PR #53503, opened 2019-06-17
fixes inconsistent return between local and local_async client

GwiYeong:
### What does this PR do?
fixes inconsistent return between `local` and `local_async` client in salt-api when the empty data returned after published

salt-api have two client for running job `local` and `local_async`. Actually they call same function `local_client.run_job_async`. but handling return data from `self.saltclient['local']` and `self.saltclient['local_async']` is different when `pub_data` is empty.

`local` client return `No minions matched the target. No command was sent, no jid was assigned.` message. `local_async` client return empty. 

so i added code for the same return at `local_async` for consistency of salt-api return

### Previous Behavior
if `jid` not exist in pub_data, return empty data when using `local_async` client

### New Behavior
if `jid` not exist in pub_data, return `No minions matched the target. No command was sent, no jid was assigned.` message when using `local_async` client (same as `local` client)

### Tests written?
No

### Commits signed with GPG?
Yes

### DIFF
--- a/salt/netapi/rest_tornado/saltnado.py
+++ b/salt/netapi/rest_tornado/saltnado.py
@@ -1114,7 +1114,10 @@ class SaltAPIHandler(BaseSaltAPIHandler):  # pylint: disable=W0223
         # fire a job off
         pub_data = yield self.saltclients['local_async'](*f_call.get('args', ()), **f_call.get('kwargs', {}))
 
-        raise tornado.gen.Return(pub_data)
+        if 'jid' not in pub_data:
+            raise tornado.gen.Return('No minions matched the target. No command was sent, no jid was assigned.')
+        else:
+            raise tornado.gen.Return(pub_data)
 
     @tornado.gen.coroutine
     def _disbatch_runner(self, chunk):


waynew:
Hi, thanks for the PR!

Looks like there are actually tests which specify this behavior that are failing with this change. Are you sure that we want a consistent return here? I'm not super familiar with this part of Salt - it *does* make more sense to me that they should have a unified return, but I'm also not sure if there's some alternate explanation.

Do you know if there's a good explanation, or does it just look like an oversight?

GwiYeong:
@waynew 
i didn't check that there is a test for this case before write the PR. my bad. i will fix test case after making decision to approve this PR

i don't have alternate explanation. i also think that salt-api returning unified data is make more sense.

______

## DIRECTIONS
Using the records above, write out exactly the lines between the one holding "### What does this PR do?" and the one holding "Hi, thanks for the PR!", inclusive; leave everything else out.

## RESPONSE
### What does this PR do?
fixes inconsistent return between `local` and `local_async` client in salt-api when the empty data returned after published

salt-api have two client for running job `local` and `local_async`. Actually they call same function `local_client.run_job_async`. but handling return data from `self.saltclient['local']` and `self.saltclient['local_async']` is different when `pub_data` is empty.

`local` client return `No minions matched the target. No command was sent, no jid was assigned.` message. `local_async` client return empty. 

so i added code for the same return at `local_async` for consistency of salt-api return

### Previous Behavior
if `jid` not exist in pub_data, return empty data when using `local_async` client

### New Behavior
if `jid` not exist in pub_data, return `No minions matched the target. No command was sent, no jid was assigned.` message when using `local_async` client (same as `local` client)

### Tests written?
No

### Commits signed with GPG?
Yes

### DIFF
--- a/salt/netapi/rest_tornado/saltnado.py
+++ b/salt/netapi/rest_tornado/saltnado.py
@@ -1114,7 +1114,10 @@ class SaltAPIHandler(BaseSaltAPIHandler):  # pylint: disable=W0223
         # fire a job off
         pub_data = yield self.saltclients['local_async'](*f_call.get('args', ()), **f_call.get('kwargs', {}))
 
-        raise tornado.gen.Return(pub_data)
+        if 'jid' not in pub_data:
+            raise tornado.gen.Return('No minions matched the target. No command was sent, no jid was assigned.')
+        else:
+            raise tornado.gen.Return(pub_data)
 
     @tornado.gen.coroutine
     def _disbatch_runner(self, chunk):


waynew:
Hi, thanks for the PR!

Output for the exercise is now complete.